Most of us won’t be heading to space any time soon but we can now hear how its sounds, thanks to design firm StudioKCA. The Brooklyn practice has created a conch-shaped structure that channels the resonations of NASA satellites orbiting Earth.

About 70 perforated aluminium panels, each 25 ft in length, make up the spiralling Orbit Pavilion, which is currently on show at the NASA Jet Propulsion Lab in Pasadena, California.

NASA Orbiting Pavilion StudioKCA-6

StudioKCA’s aim, it says, was to compose ‘a symphony built out of the sounds of satellites in space’.

In reality, orbiting spacecrafts are silent so the NASA Orbiting Pavilion experience is more of a sonic interpretation.

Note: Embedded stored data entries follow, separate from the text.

PR #3009, opened 2025-08-06
make baton SAR handler copy file into baton S3 bucket on completion

johnduffell:
As part of the wider mparticle CDP work, mparticle acts as a data store under GDPR.  This means that we need to support erasure and subject access requests.

Functionality was added to the mparticle-api lambda to support SAR via mparticle's API in this PR https://github.com/guardian/support-service-lambdas/pull/2993

mparticle returns a results url https://docs.mparticle.com/developers/apis/dsr-api/v3/#example-response-body:~:text=a%20download%20link%20to%20the%20request%20results%20data
this is passed back to baton directly.

However at present the URL provided by mparticle is not understood by baton, which requires an S3 url https://github.com/guardian/baton/?tab=readme-ov-file#:~:text=a%20list%20of%20S3%20paths%20to%20the%20result%20file(s)

This PR updates the lambda to fetch the results from mparticle's URL, and writes them to the baton bucket, before letting baton know the file name.

Note: as it stands, baton zips up the files provided.  However since mparticle provides a zip file, this will end up with a doubly zipped file.  There is a draft PR on baton to make it notice if there's a single zip file, and pass it through without double zipping it.  https://github.com/guardian/baton/pull/393


cdk/lib/mparticle-api.ts
```diff
@@ -28,6 +28,15 @@ export class MParticleApi extends GuStack {
 			'/accountIds/baton',
 		).stringValue;
 
+		const sarResultsBucket = StringParameter.fromStringParameterName(
+			this,
+			'SarResultsBucket',
+			`/${this.stage}/${this.stack}/${this.app}/sarResultsBucket`,
```
johnduffell, line 34: TODO need to add this parameter to SSM.  It is used here to set the permissions, and in the lambda code to write to the bucket

cdk/lib/mparticle-api.ts
```diff
@@ -28,6 +28,15 @@ export class MParticleApi extends GuStack {
 			'/accountIds/baton',
 		).stringValue;
 
+		const sarResultsBucket = StringParameter.fromStringParameterName(
+			this,
+			'SarResultsBucket',
+			`/${this.stage}/${this.stack}/${app}/sarResultsBucket`,
```
johnduffell, line 34: added this parameter to SSM as it appears to be private.  It is used here to set the permissions, and in the lambda code to write to the bucket
It is the same as used in the zuoraSar lambda, see https://gu-reader-revenue-private.s3.eu-west-1.amazonaws.com/membership/support-service-lambdas/PROD/zuoraSar-PROD.v1.json
https://github.com/guardian/support-service-lambdas/blob/2219d969f121229515dbf5bab64350fd74ea965f/handlers/zuora-sar/src/main/scala/com/gu/zuora/sar/ConfigLoader.scala#L6-L10

values are here: 
https://eu-west-1.console.aws.amazon.com/systems-manager/parameters/?region=eu-west-1&tab=Table#list_parameter_filters=Name:Contains:%2Fsupport%2Fmparticle-api%2FsarResultsBucket

handlers/mparticle-api/src/routers/baton/handle-sar-status.ts
```diff
@@ -24,18 +28,39 @@ export async function handleSarStatus(
...
+	public handleSarStatus = async (request: BatonSarEventStatusRequest) => {
+		const dataSubjectRequestState: DataSubjectRequestState =
+			await getStatusOfDataSubjectRequest(request.initiationReference);
+
+		const resultLocations = dataSubjectRequestState.resultsUrl
+			? [
+					await this.fetchToS3(
+						dataSubjectRequestState.resultsUrl,
+						request.initiationReference,
+					),
```
johnduffell, line 52: this will fetch it to a (new) file in S3 every single time a status request is done with a completed state.
This may not be ideal, TODO check in the baton code whether it will keep requesting the status once it has returned "completed" once.
Alternative option is to give this lambda List access to the bucket, then it can check the file every time and only copy if it doesn't exist.

cdk/lib/mparticle-api.ts
```diff
@@ -28,27 +29,45 @@ export class MParticleApi extends GuStack {
...
+		const sarS3BaseKey = '/mparticle-results';
+
 		// HTTP API Lambda
 		const httpLambda = new GuLambdaFunction(this, `${app}-http-lambda`, {
 			app,
 			memorySize: 1024,
 			fileName: `${app}.zip`,
 			runtime: nodeVersion,
 			timeout: Duration.seconds(15),
+			loggingFormat: LoggingFormat.TEXT,
```
johnduffell, line 48: this is the standard in this repo.  Maybe we should extract an SrLambda in the same way we have for the SrAlarm so we don't have to duplicate as much.
https://github.com/guardian/support-service-lambdas/pull/2660#discussion_r1934039965

handlers/mparticle-api/package.json
```diff
@@ -13,7 +13,8 @@
   },
   "devDependencies": {
     "@faker-js/faker": "^9.8.0",
-    "@types/aws-lambda": "^8.10.147"
+    "@types/aws-lambda": "^8.10.147",
+    "@aws-sdk/client-s3": "3.859.0"
```
johnduffell, line 17: this is so the integration test can check that the (fake) SAR file was downloaded into the right bucket.

handlers/mparticle-api/src/routers/baton.ts
```diff
@@ -20,25 +23,30 @@ export function validateRequest(data: BatonEventRequest): BatonEventRequest {
...
+					case 'initiate':
+						return handleSarInitiate(validatedEvent);
+					case 'status':
+						return new HandleSarStatus(
+							sarResultsBucket,
+							sarS3BaseKey,
+						).handleSarStatus(validatedEvent);
+				}
+				break; // unreachable - only needed for no-fallthrough rule
+			case 'RER':
```
johnduffell, line 43: I wanted to make it clearer that the "else" is actually `RER`.  I was avoiding a comment as it isn't checked by the compiler, but this way eslint threw a spurious complaint about fallthrough.  intellij correctly realises the `break` is unreachable code, but linting is a build failure...

handlers/mparticle-api/src/apis/mparticleClient.ts
```diff
@@ -0,0 +1,110 @@
...
+	post<REQ, RESP>(
+		path: string,
+		body: REQ,
+		schema: z.ZodType<RESP, z.ZodTypeDef, unknown>,
+	): Promise<HttpResponse<RESP>>;
+
+	getStream(path: string): Promise<ReadableStream>;
+}
+
+export const mparticleDataSubjectBaseURL = 'https://opendsr.mparticle.com/v3';
```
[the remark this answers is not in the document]
johnduffell: actually I didn't need to use regex at all, it was just a bad trick to make it less cumbersome.  Changed to use normal string manupulation.

handlers/mparticle-api/interfaces/data-subject-request-submission.ts
```diff
@@ -17,9 +17,4 @@ export interface DataSubjectRequestSubmission {
 	 * The controller-provided identifier of the request in a GUID v4 format.
 	 */
 	requestId: string;
-
-	/**
-	 * A unique ID representing the data controller. mParticles sets this to the workspace ID.
-	 */
-	controllerId: string;
```
johnduffell, line 24: this seemed to be unused so I trimmed it out to save clutter in the tests

handlers/mparticle-api/src/apis/data-subject-requests.ts
```diff
@@ -22,94 +21,76 @@ function parseDataSubjectRequestStatus(
...
+	isProd: boolean,
 	form: DataSubjectRequestForm,
 ): Promise<DataSubjectRequestSubmission> => {
-	const response = await requestDataSubjectApi<{
-		expected_completion_time: Date;
-		received_time: Date;
-		encoded_request: string;
-		subject_request_id: string;
-		controller_id: string;
-	}>(`/requests`, {
```
johnduffell, line 68: this type has been moved to be a zod schema on line 65, which is then used to parse the response by the mparticle client

handlers/mparticle-api/src/apis/data-subject-requests.ts
```diff
@@ -22,94 +21,76 @@ function parseDataSubjectRequestStatus(
...
  * A request in the OpenDSR format communicates a Data Subject’s wish to access or erase their data.
  * The OpenDSR Request takes a JSON request body and requires a Content-Type: application/json header.
  * https://docs.mparticle.com/developers/apis/dsr-api/v3/#submit-a-data-subject-request-dsr
+ * @param mParticleDataSubjectClient
  * @param {DataSubjectRequestForm} form - The form containing the data subject request details.
  * @returns https://docs.mparticle.com/developers/apis/dsr-api/v3/#example-success-response-body
  */
 export const submitDataSubjectRequest = async (
+	mParticleDataSubjectClient: MParticleClient<DataSubjectAPI>,
+	isProd: boolean,
```
johnduffell, line 35: selected dependencies are passed in to make it easier to type safely run parts of the system in tests or scripts

handlers/mparticle-api/src/apis/events.ts
```diff
@@ -58,7 +32,8 @@ export const uploadAnEventBatch = async (
 			context: batch.context,
 			ip: batch.ip,
 		},
-	});
+		z.string(),
```
johnduffell, line 35: this is a bit of  a hack - a 202 response has no response body, so fetch returns an empty string.  Since `post` anticipates a body, we pass in a string schema which would not do much.
Perhaps we should make schema optional, and it would use a schema that expects an empty string only and returns undefined in that case?

handlers/mparticle-api/src/apis/mparticleClient.ts
```diff
@@ -0,0 +1,110 @@
...
+		schema: z.ZodType<RESP, z.ZodTypeDef, unknown>,
+	): Promise<HttpResponse<RESP>>;
+
+	post<REQ, RESP>(
+		path: string,
+		body: REQ,
+		schema: z.ZodType<RESP, z.ZodTypeDef, unknown>,
+	): Promise<HttpResponse<RESP>>;
+
+	getStream(path: string): Promise<ReadableStream>;
```
johnduffell, line 31: this is the new method, using it we can get a binary stream from mparticle api using the relevant credentials.

handlers/mparticle-api/src/routers/baton/handle-sar-status.ts
```diff
@@ -2,40 +2,75 @@ import type { DataSubjectRequestState } from '../../../interfaces/data-subject-r
...
+		// https://docs.mparticle.com/developers/apis/dsr-api/v3/#example-response-body:~:text=is%203.0.-,results_url,-string
+
+		// The trusted base url is automatically added in the mparticleClient.
+		// This means there's no chance of accidentally sending our credentials to an untrusted URL.
+		// Since we have a full url here, we need to strip off the base.
+		const path = stripBaseUrl(dataSubjectRequestState.resultsUrl);
+		const stream = await mParticleDataSubjectClient.getStream(path);
+		const s3Url = await srs3Client.write(initiationReference, stream);
+		resultLocations = [s3Url];
+	}
```
johnduffell, line 55: this is the new logic needed for the download/upload

handlers/mparticle-api/src/index.ts
```diff
@@ -9,32 +9,76 @@ import {
...
-	} catch (error) {
-		console.error('HTTP handler error:', error);
-		return {
-			statusCode: 500,
-			body: JSON.stringify({ error: 'Internal server error' }),
-		};
-	}
-};
+export const handlerHttp: Handler<APIGatewayProxyEvent, APIGatewayProxyResult> =
+	withLogging(
```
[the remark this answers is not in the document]
johnduffell: exit tracing
```
2025-08-14T11:18:33.949Z	123-1345-12312-123123-123231	INFO	TRACE handlerBaton EXIT SHORT_ARGS {
  event: {
    initiationReference: '6fd4c21e-a661-464b-8388-b09bf81604fc',
    requestType: 'SAR',
    action: 'status'
  }
} RESULT {
  requestType: 'SAR',
  action: 'status',
  status: 'completed',
  message: 'mParticle Request Id: "6fd4c21e-a661-464b-8388-b09bf81604fc". Expected completion time: 2025-08-14T00:00:00.000Z.',
  resultLocations: [
    's3://my-bucket-name/mparticle-results/2025-08-14T11:18:33.840Z-6fd4c21e-a661-464b-8388-b09bf81604fc.zip'
  ]
}
```

handlers/mparticle-api/src/index.ts
```diff
@@ -9,32 +9,76 @@ import {
...
-	} catch (error) {
-		console.error('Baton handler error:', error);
-		throw error; // Re-throw to trigger Lambda retry mechanism
-	}
-};
+// this must be the same base key as we have permissions set in the CDK
+const sarS3BaseKey = 'mparticle-results/';
+
+export const handlerBaton: Handler<BatonEventRequest, BatonEventResponse> =
+	withLogging(async (event: BatonEventRequest): Promise<BatonEventResponse> => {
```
johnduffell, line 44: entry tracing:
```
2025-08-14T11:18:27.791Z	1231231-1345-12312-123-1231231	INFO	TRACE handlerBaton ENTRY ARGS {
  event: {
    initiationReference: '6fd4c21e-a661-464b-8388-b09bf81604fc',
    requestType: 'SAR',
    action: 'status'
  },
  arg1: {
    callbackWaitsForEmptyEventLoop: [Getter/Setter],
    succeed: [Function (anonymous)],
    fail: [Function (anonymous)],
    done: [Function (anonymous)],
    functionVersion: '$LATEST',
    functionName: 'mparticle-api-baton-CODE',
    memoryLimitInMB: '1024',
    logGroupName: '/aws/lambda/mparticle-api-baton-CODE',
    logStreamName: '2025/08/14/[$LATEST]123123123123',
    clientContext: undefined,
    identity: undefined,
    invokedFunctionArn: 'arn:aws:lambda:eu-west-1:12345:function:mparticle-api-baton-CODE',
    awsRequestId: '123123-1345-2312-323-123',
    tenantId: undefined,
    getRemainingTimeInMillis: [Function: getRemainingTimeInMillis]
  },
  arg2: [Function (anonymous)]
}
```

johnduffell: it's not perfect, but hopefully it's better than nothing, and we can iterate on it

handlers/mparticle-api/src/index.ts
```diff
@@ -9,32 +9,76 @@ import {
...
+			config.pod,
+		),
+		srs3Client: new SRS3ClientImpl(
+			config.sarResultsBucket,
+			sarS3BaseKey,
+			() => new Date(),
+		),
+		isProd: stage === 'PROD',
+	};
+}
```
johnduffell, line 84: by creating the default http/aws clients in the top level handler and using dependency injection, we can easily pass in alternatives in the tests in a type safe and discoverable way.  However there is a certain amount of clutter having to pass things around.

handlers/mparticle-api/src/routers/baton/handle-sar-status.ts
```diff
@@ -2,40 +2,74 @@ import type { DataSubjectRequestState } from '../../../interfaces/data-subject-r
...
+		// The trusted base url is automatically added in the mparticleClient.
+		// This means there's no chance of accidentally sending our credentials to an untrusted URL.
+		// Since we have a full url here, we need to strip off the base.
+		const path = stripBaseUrl(
+			dataSubjectRequestState.resultsUrl,
+			mParticleDataSubjectClient.baseURL,
+		);
+		const stream = await mParticleDataSubjectClient.getStream(path);
+		const s3Url = await srs3Client.write(initiationReference, stream);
+		resultLocations = [s3Url];
```
johnduffell, line 53: this is the important additional code that pipes the file from mparticle to AWS.

handlers/mparticle-api/src/routers/http.ts
```diff
@@ -19,29 +24,38 @@ import {
...
+			path: '/data-subject-requests/{requestId}/callback',
+			handler: dataSubjectRequestCallbackHandler(mParticleDataSubjectClient),
+			parser: dataSubjectRequestCallbackParser,
+		}),
+		createRoute<unknown, EventBatch>({
+			httpMethod: 'POST',
+			path: '/events',
+			handler: uploadEventBatchHandler(mParticleEventsAPIClient),
+			parser: eventBatchParser,
+		}),
```
johnduffell, line 60: I couldn't work out where most of these were used from so it was harder to test.  Are they redundant code from previous iterations?  Also, the callback handler is currently a no-op, I'm not sure if that's a placeholder for future work, or also not needed?

handlers/mparticle-api/src/routers/http/submit-data-subject-request.ts
```diff
@@ -26,7 +35,9 @@ export function submitDataSubjectRequestHandler() {
 		 * https://docs.mparticle.com/guides/data-subject-requests/#erasure-request-waiting-period
 		 */
 		try {
+			// FIXME only set for erasure (not SAR?)
```
johnduffell, line 38: I notied that we set the attribute unconditionally, but this endpoint can be used for SAR (portability and access) requests.  So I think that might be a mistake.  However I am not sure where this endpoint is called from, if anywhere.

handlers/mparticle-api/src/utils/config.ts
```diff
@@ -12,6 +12,7 @@ export const ConfigSchema = z.object({
 		secret: z.string(),
 	}),
 	pod: z.string(),
+	sarResultsBucket: z.string(),
```
johnduffell, line 15: https://eu-west-1.console.aws.amazon.com/systems-manager/parameters/?region=eu-west-1&tab=Table#list_parameter_filters=Name:Contains:%2Fsupport%2Fmparticle-api%2FsarResultsBucket

handlers/mparticle-api/src/utils/make-http-request.ts
```diff
@@ -25,66 +29,103 @@ export type HttpResponse<T> =
...
-					errorBody = await response.text();
-				} catch {
-					/* empty */
+export class RestRequestMaker {
+	constructor(
+		public baseURL: string,
+		private headers: Record<string, string>,
+	) {}
+
+	makeRESTRequest = withLogging(
```
johnduffell, line 45: withLogging http call
```
2025-08-14T11:18:27.932Z	1111-22222-3333-4444	INFO	TRACE HTTP https://opendsr.mparticle.com/v3 ENTRY ARGS {
  method: 'GET',
  path: '/requests/6fd4c21e-a661-464b-8388-b09bf81604fc',
  schema: '(ZodObject not expanded)'
}
```

johnduffell: response
```
2025-08-14T11:18:28.204Z	11111-222222-333333-44444	INFO	TRACE HTTP https://opendsr.mparticle.com/v3 EXIT SHORT_ARGS {
  method: 'GET',
  path: '/requests/6fd4c21e-a661-464b-8388-b09bf81604fc'
} RESULT {
  success: true,
  data: {
    controller_id: '1402',
    expected_completion_time: 2025-08-14T00:00:00.000Z,
    subject_request_id: '6fd4c21e-a661-464b-8388-b09bf81604fc',
    request_status: 'completed',
    results_url: 'https://opendsr.mparticle.com/v3/access_result/6fd4c21e-a661-464b-8388-b09bf81604fc'
  }
}
```

handlers/mparticle-api/test/handle-sar-statusIntegration.test.ts
```diff
@@ -0,0 +1,137 @@
+/**
+ * check that we can copy from an http url to an s3 bucket on completion of an mparticle SAR
```
johnduffell, line 2: this can only run with membership credentials, but it's useful if you want to test the download/upload without mparticle or baton account credentials, as it does the normal functionality but reads from a dummy url and writes to an alternative bucket.

modules/aws/package.json
```diff
@@ -12,6 +12,7 @@
 		"@aws-sdk/client-s3": "^3.848.0",
 		"@aws-sdk/client-ssm": "^3.848.0",
 		"@aws-sdk/credential-provider-node": "^3.848.0",
+		"@aws-sdk/lib-storage": "^3.848.0",
```
johnduffell, line 15: needed for S3 binary streaming https://docs.aws.amazon.com/AWSJavaScriptSDK/v3/latest/Package/-aws-sdk-lib-storage/

handlers/mparticle-api/src/apis/srs3Client.ts
```diff
@@ -0,0 +1,31 @@
...
+		private readonly sarS3BaseKey: string,
+		private readonly now: () => Date,
+	) {}
+
+	write = async (
+		reference: string,
+		stream: ReadableStream,
+	): Promise<string> => {
+		// include date for uniqueness and reference to aid debugging.
+		const fileName = this.now().toISOString() + '-' + reference + '.zip';
```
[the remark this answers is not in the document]
johnduffell: that's ok, this Client is a specific zip file uploader for this purpose.  It's purpose is to wrap the bucket/key and current time into one object for easier dependency injection and mocking.  Maybe the naming could be improved though.

johnduffell:
tested all four request types in CODE, all seemed to work ok.  See the logs attached below:
The fifth request in the log is a SAR status request, however that request was completed more than 7 days ago, so it got a "410 Gone" when it tried to access the file.  This is expected - baton would need to download the file before that point.

https://eu-west-1.console.aws.amazon.com/cloudwatch/home?region=eu-west-1#logsV2:log-groups/log-group/$252Faws$252Flambda$252Fmparticle-api-baton-CODE/log-events/2025$252F08$252F14$252F$255B$2524LATEST$255D1f9d09f24c33462b823d5079986df7c0

If there are issues with the file disappearing before baton checks the status, we can make some changes to the mechanism to avoid this:
- on the callback from mparticle we can copy the file immediately
- when the "status" endpoint is called, we can populate the file with where it is expected to be in S3. (we would have to remove the timestamp from the name)

handlers/mparticle-api/runManual/invokeHandlerSARStatus.ts
```diff
@@ -0,0 +1,62 @@
...
+
+	const mockDate = () => new Date(0);
+	const batonS3Writer = new BatonS3WriterImpl(
+		sarResultsBucket,
+		sarS3BaseKey,
+		mockDate,
+	);
+
+	batonRerRouter(
+		//TODO call the child not the router
```
johnduffell, line 50: https://github.com/guardian/support-service-lambdas/pull/3023

handlers/mparticle-api/src/routers/baton.ts
andresilva-guardian: I agree, the more explicit, the better 💪

handlers/mparticle-api/src/apis/srs3Client.ts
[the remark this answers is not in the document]
andresilva-guardian: @johnduffell What happens if the file is named "file.ZIP" instead of "file.zip"?

handlers/mparticle-api/src/routers/baton/handle-sar-status.ts
andresilva-guardian: @johnduffell Implemented [here](https://github.com/guardian/support-service-lambdas/pull/3041/files#diff-4f7a5962523bcdb4905e27174cfa83732ff9dad6649de18e8b5e1d28ad977f82R68). Now we check for the file first. Also we are downloading the file right on the callback moment so we no longer incur on the risk of expiration after the first 30 days. What do you think?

Speakers inside the 1,100 sq ft structure are each tuned with a sound corresponding to one of the space agency’s 19 satellites. The shape of the pavilion helps to amplify these notes, similar to how conch shells channel surrounding sounds when you put your ear to them.

Acoustic engineer Shane Myrbeck of design firm Arup helped StudioKCA with the project, which was commissioned by NASA to make spacecrafts – orbiting 100 miles above – seem more accessible to the public.

‘We wanted to make that world tangible,’ Kilmoski told FastCo Design.

The Orbiting Pavilion will be on show outside the NASA Jet Propulsion Lab until summer, before it moves to the Huntington Botanical Gardens in San Marino, California, later in the year.